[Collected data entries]

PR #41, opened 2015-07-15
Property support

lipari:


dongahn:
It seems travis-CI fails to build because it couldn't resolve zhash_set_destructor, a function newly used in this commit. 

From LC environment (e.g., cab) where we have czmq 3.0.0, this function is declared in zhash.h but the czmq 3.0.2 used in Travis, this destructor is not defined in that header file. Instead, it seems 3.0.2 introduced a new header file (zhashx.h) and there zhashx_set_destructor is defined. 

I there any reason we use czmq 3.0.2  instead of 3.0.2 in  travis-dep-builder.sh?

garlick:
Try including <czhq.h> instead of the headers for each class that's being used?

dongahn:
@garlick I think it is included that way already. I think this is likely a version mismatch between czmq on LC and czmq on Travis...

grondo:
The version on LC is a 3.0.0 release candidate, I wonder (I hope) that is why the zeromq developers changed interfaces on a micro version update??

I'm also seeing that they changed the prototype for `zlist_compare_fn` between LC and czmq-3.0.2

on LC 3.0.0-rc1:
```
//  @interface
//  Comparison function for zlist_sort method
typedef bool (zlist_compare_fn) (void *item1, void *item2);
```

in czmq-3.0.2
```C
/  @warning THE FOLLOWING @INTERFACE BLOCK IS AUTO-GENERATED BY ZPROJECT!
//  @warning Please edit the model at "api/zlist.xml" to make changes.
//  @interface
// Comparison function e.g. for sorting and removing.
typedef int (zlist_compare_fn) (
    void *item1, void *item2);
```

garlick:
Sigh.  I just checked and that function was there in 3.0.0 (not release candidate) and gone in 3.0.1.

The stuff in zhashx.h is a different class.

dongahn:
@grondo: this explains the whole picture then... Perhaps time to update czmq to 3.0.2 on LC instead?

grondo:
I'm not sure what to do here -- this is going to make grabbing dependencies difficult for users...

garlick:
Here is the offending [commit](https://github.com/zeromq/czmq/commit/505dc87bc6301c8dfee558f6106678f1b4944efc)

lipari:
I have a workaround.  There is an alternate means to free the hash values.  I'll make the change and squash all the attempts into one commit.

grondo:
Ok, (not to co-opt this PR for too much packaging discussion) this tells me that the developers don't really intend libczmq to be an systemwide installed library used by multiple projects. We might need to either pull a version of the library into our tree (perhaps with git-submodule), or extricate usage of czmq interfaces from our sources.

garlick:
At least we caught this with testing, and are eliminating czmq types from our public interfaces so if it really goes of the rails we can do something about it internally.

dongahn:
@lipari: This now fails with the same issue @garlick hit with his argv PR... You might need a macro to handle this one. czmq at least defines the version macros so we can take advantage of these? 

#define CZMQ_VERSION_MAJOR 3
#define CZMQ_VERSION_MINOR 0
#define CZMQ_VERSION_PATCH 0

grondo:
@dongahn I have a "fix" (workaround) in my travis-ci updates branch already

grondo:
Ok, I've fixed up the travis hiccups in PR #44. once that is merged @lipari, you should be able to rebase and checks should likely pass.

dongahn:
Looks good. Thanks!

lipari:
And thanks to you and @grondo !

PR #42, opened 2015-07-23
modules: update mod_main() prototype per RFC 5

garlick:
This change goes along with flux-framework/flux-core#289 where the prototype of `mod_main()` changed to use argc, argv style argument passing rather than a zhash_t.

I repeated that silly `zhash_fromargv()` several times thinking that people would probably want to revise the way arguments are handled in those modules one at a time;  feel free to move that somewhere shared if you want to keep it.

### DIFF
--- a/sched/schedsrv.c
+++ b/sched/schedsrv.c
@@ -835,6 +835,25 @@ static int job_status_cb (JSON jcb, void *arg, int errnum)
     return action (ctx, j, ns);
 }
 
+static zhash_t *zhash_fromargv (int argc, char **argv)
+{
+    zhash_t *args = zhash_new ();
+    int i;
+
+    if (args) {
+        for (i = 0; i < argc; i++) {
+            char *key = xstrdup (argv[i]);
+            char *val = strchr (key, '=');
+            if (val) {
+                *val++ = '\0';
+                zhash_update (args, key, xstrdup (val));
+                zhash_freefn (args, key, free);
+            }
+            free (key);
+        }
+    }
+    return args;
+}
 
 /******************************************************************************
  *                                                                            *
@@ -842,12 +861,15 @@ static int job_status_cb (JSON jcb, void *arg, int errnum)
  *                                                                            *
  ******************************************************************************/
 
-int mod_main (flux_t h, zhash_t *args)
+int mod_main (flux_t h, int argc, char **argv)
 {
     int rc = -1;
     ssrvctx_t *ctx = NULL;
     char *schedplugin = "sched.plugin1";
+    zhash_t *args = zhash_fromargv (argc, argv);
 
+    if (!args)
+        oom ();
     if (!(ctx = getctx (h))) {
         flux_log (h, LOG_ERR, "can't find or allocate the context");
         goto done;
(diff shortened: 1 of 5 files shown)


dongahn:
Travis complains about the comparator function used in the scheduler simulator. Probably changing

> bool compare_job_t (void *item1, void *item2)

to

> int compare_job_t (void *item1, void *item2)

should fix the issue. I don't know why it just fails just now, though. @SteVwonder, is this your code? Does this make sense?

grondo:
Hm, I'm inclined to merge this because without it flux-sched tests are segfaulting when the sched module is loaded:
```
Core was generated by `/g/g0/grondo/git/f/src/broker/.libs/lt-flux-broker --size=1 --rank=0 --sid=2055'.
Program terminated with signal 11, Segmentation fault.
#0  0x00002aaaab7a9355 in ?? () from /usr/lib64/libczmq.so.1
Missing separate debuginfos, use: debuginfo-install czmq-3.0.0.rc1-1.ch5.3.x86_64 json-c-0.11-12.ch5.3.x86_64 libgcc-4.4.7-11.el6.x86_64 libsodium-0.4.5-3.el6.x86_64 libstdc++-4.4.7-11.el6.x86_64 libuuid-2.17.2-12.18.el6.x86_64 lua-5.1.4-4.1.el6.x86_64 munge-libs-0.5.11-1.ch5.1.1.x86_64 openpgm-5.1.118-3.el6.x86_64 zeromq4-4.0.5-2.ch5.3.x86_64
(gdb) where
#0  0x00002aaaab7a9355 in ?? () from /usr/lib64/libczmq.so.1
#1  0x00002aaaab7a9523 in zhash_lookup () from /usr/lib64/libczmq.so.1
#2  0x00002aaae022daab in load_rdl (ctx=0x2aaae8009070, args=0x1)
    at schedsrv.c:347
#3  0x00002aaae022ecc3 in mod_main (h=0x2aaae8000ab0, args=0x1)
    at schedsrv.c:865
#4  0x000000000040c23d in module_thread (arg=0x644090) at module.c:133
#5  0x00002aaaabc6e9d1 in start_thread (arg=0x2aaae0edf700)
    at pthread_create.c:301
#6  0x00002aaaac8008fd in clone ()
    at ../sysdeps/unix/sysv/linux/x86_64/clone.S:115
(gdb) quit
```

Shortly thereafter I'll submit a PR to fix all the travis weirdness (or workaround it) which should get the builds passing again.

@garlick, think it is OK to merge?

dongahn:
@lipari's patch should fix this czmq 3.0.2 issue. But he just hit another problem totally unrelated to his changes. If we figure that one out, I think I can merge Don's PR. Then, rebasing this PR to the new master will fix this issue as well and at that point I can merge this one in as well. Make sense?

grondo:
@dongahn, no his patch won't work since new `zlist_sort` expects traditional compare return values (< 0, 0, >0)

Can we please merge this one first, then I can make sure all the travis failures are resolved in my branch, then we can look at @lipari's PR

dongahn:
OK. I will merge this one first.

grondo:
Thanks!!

What you will do
Reproduce all entries exactly, leaving each one whole.

Finished exercise
PR #41, opened 2015-07-15
Property support

lipari:


dongahn:
It seems travis-CI fails to build because it couldn't resolve zhash_set_destructor, a function newly used in this commit. 

From LC environment (e.g., cab) where we have czmq 3.0.0, this function is declared in zhash.h but the czmq 3.0.2 used in Travis, this destructor is not defined in that header file. Instead, it seems 3.0.2 introduced a new header file (zhashx.h) and there zhashx_set_destructor is defined. 

I there any reason we use czmq 3.0.2  instead of 3.0.2 in  travis-dep-builder.sh?

garlick:
Try including <czhq.h> instead of the headers for each class that's being used?

dongahn:
@garlick I think it is included that way already. I think this is likely a version mismatch between czmq on LC and czmq on Travis...

grondo:
The version on LC is a 3.0.0 release candidate, I wonder (I hope) that is why the zeromq developers changed interfaces on a micro version update??

I'm also seeing that they changed the prototype for `zlist_compare_fn` between LC and czmq-3.0.2

on LC 3.0.0-rc1:
```
//  @interface
//  Comparison function for zlist_sort method
typedef bool (zlist_compare_fn) (void *item1, void *item2);
```

in czmq-3.0.2
```C
/  @warning THE FOLLOWING @INTERFACE BLOCK IS AUTO-GENERATED BY ZPROJECT!
//  @warning Please edit the model at "api/zlist.xml" to make changes.
//  @interface
// Comparison function e.g. for sorting and removing.
typedef int (zlist_compare_fn) (
    void *item1, void *item2);
```

garlick:
Sigh.  I just checked and that function was there in 3.0.0 (not release candidate) and gone in 3.0.1.

The stuff in zhashx.h is a different class.

dongahn:
@grondo: this explains the whole picture then... Perhaps time to update czmq to 3.0.2 on LC instead?

grondo:
I'm not sure what to do here -- this is going to make grabbing dependencies difficult for users...

garlick:
Here is the offending [commit](https://github.com/zeromq/czmq/commit/505dc87bc6301c8dfee558f6106678f1b4944efc)

lipari:
I have a workaround.  There is an alternate means to free the hash values.  I'll make the change and squash all the attempts into one commit.

grondo:
Ok, (not to co-opt this PR for too much packaging discussion) this tells me that the developers don't really intend libczmq to be an systemwide installed library used by multiple projects. We might need to either pull a version of the library into our tree (perhaps with git-submodule), or extricate usage of czmq interfaces from our sources.

garlick:
At least we caught this with testing, and are eliminating czmq types from our public interfaces so if it really goes of the rails we can do something about it internally.

dongahn:
@lipari: This now fails with the same issue @garlick hit with his argv PR... You might need a macro to handle this one. czmq at least defines the version macros so we can take advantage of these? 

#define CZMQ_VERSION_MAJOR 3
#define CZMQ_VERSION_MINOR 0
#define CZMQ_VERSION_PATCH 0

grondo:
@dongahn I have a "fix" (workaround) in my travis-ci updates branch already

grondo:
Ok, I've fixed up the travis hiccups in PR #44. once that is merged @lipari, you should be able to rebase and checks should likely pass.

dongahn:
Looks good. Thanks!

lipari:
And thanks to you and @grondo !

PR #42, opened 2015-07-23
modules: update mod_main() prototype per RFC 5

garlick:
This change goes along with flux-framework/flux-core#289 where the prototype of `mod_main()` changed to use argc, argv style argument passing rather than a zhash_t.

I repeated that silly `zhash_fromargv()` several times thinking that people would probably want to revise the way arguments are handled in those modules one at a time;  feel free to move that somewhere shared if you want to keep it.

### DIFF
--- a/sched/schedsrv.c
+++ b/sched/schedsrv.c
@@ -835,6 +835,25 @@ static int job_status_cb (JSON jcb, void *arg, int errnum)
     return action (ctx, j, ns);
 }
 
+static zhash_t *zhash_fromargv (int argc, char **argv)
+{
+    zhash_t *args = zhash_new ();
+    int i;
+
+    if (args) {
+        for (i = 0; i < argc; i++) {
+            char *key = xstrdup (argv[i]);
+            char *val = strchr (key, '=');
+            if (val) {
+                *val++ = '\0';
+                zhash_update (args, key, xstrdup (val));
+                zhash_freefn (args, key, free);
+            }
+            free (key);
+        }
+    }
+    return args;
+}
 
 /******************************************************************************
  *                                                                            *
@@ -842,12 +861,15 @@ static int job_status_cb (JSON jcb, void *arg, int errnum)
  *                                                                            *
  ******************************************************************************/
 
-int mod_main (flux_t h, zhash_t *args)
+int mod_main (flux_t h, int argc, char **argv)
 {
     int rc = -1;
     ssrvctx_t *ctx = NULL;
     char *schedplugin = "sched.plugin1";
+    zhash_t *args = zhash_fromargv (argc, argv);
 
+    if (!args)
+        oom ();
     if (!(ctx = getctx (h))) {
         flux_log (h, LOG_ERR, "can't find or allocate the context");
         goto done;
(diff shortened: 1 of 5 files shown)


dongahn:
Travis complains about the comparator function used in the scheduler simulator. Probably changing

> bool compare_job_t (void *item1, void *item2)

to

> int compare_job_t (void *item1, void *item2)

should fix the issue. I don't know why it just fails just now, though. @SteVwonder, is this your code? Does this make sense?

grondo:
Hm, I'm inclined to merge this because without it flux-sched tests are segfaulting when the sched module is loaded:
```
Core was generated by `/g/g0/grondo/git/f/src/broker/.libs/lt-flux-broker --size=1 --rank=0 --sid=2055'.
Program terminated with signal 11, Segmentation fault.
#0  0x00002aaaab7a9355 in ?? () from /usr/lib64/libczmq.so.1
Missing separate debuginfos, use: debuginfo-install czmq-3.0.0.rc1-1.ch5.3.x86_64 json-c-0.11-12.ch5.3.x86_64 libgcc-4.4.7-11.el6.x86_64 libsodium-0.4.5-3.el6.x86_64 libstdc++-4.4.7-11.el6.x86_64 libuuid-2.17.2-12.18.el6.x86_64 lua-5.1.4-4.1.el6.x86_64 munge-libs-0.5.11-1.ch5.1.1.x86_64 openpgm-5.1.118-3.el6.x86_64 zeromq4-4.0.5-2.ch5.3.x86_64
(gdb) where
#0  0x00002aaaab7a9355 in ?? () from /usr/lib64/libczmq.so.1
#1  0x00002aaaab7a9523 in zhash_lookup () from /usr/lib64/libczmq.so.1
#2  0x00002aaae022daab in load_rdl (ctx=0x2aaae8009070, args=0x1)
    at schedsrv.c:347
#3  0x00002aaae022ecc3 in mod_main (h=0x2aaae8000ab0, args=0x1)
    at schedsrv.c:865
#4  0x000000000040c23d in module_thread (arg=0x644090) at module.c:133
#5  0x00002aaaabc6e9d1 in start_thread (arg=0x2aaae0edf700)
    at pthread_create.c:301
#6  0x00002aaaac8008fd in clone ()
    at ../sysdeps/unix/sysv/linux/x86_64/clone.S:115
(gdb) quit
```

Shortly thereafter I'll submit a PR to fix all the travis weirdness (or workaround it) which should get the builds passing again.

@garlick, think it is OK to merge?

dongahn:
@lipari's patch should fix this czmq 3.0.2 issue. But he just hit another problem totally unrelated to his changes. If we figure that one out, I think I can merge Don's PR. Then, rebasing this PR to the new master will fix this issue as well and at that point I can merge this one in as well. Make sense?

grondo:
@dongahn, no his patch won't work since new `zlist_sort` expects traditional compare return values (< 0, 0, >0)

Can we please merge this one first, then I can make sure all the travis failures are resolved in my branch, then we can look at @lipari's PR

dongahn:
OK. I will merge this one first.

grondo:
Thanks!!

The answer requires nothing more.